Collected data
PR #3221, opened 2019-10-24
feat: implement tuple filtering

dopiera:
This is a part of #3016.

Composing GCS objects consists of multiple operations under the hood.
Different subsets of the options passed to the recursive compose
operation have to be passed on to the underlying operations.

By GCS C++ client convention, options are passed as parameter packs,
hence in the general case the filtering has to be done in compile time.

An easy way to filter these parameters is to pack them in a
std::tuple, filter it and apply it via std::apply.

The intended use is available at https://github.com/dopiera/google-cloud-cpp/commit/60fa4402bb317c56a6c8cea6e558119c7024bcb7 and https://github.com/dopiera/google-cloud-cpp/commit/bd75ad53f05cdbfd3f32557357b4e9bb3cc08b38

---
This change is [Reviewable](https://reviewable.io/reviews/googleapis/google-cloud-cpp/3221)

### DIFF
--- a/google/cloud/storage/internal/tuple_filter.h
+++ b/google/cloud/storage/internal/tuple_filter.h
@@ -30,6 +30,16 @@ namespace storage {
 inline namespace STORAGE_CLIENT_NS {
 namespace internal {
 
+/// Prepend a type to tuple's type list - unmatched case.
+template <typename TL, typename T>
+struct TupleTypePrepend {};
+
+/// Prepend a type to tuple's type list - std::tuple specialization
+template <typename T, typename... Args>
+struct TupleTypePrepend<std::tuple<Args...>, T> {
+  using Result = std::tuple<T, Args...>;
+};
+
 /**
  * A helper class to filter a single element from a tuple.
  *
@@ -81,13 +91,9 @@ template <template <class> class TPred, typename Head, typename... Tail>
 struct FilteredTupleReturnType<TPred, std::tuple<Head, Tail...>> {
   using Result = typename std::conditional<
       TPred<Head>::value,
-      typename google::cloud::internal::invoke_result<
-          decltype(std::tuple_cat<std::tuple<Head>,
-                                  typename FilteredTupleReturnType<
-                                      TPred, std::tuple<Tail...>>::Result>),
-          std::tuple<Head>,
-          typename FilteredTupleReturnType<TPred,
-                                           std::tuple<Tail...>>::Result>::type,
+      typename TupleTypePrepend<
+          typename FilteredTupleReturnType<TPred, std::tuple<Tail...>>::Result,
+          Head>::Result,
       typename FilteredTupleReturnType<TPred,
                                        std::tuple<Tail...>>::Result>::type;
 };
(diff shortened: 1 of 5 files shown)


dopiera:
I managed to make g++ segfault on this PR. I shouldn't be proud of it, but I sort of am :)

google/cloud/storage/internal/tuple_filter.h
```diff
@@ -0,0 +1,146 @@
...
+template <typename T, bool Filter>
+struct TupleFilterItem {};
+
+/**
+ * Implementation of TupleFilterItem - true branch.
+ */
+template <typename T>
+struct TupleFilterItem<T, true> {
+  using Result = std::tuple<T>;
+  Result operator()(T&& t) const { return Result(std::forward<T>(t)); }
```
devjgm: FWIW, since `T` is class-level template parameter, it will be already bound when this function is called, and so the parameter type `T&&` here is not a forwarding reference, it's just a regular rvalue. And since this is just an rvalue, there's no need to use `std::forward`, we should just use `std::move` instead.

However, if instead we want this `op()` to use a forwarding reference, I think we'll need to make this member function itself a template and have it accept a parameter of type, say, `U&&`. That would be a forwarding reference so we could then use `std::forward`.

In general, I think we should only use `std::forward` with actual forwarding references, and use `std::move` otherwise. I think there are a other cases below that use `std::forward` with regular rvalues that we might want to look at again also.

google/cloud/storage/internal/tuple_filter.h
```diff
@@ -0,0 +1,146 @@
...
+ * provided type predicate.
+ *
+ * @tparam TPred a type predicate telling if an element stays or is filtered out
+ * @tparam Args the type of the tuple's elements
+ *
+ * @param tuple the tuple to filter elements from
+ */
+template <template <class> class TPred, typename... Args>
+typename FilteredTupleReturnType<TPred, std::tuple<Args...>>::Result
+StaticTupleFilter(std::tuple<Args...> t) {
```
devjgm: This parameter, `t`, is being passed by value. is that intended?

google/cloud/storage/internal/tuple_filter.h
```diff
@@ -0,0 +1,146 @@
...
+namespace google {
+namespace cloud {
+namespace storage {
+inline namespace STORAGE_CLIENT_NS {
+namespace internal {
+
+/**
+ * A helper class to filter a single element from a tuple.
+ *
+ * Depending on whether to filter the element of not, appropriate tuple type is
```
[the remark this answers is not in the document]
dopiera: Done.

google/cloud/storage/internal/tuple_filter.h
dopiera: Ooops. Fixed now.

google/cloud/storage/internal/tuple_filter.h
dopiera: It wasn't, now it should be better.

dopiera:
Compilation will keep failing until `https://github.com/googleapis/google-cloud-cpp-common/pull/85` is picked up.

* **Task details**:
Based on the entries above, give the number of lines with the string "from" and no further text.

* **Response for this exercise**:
3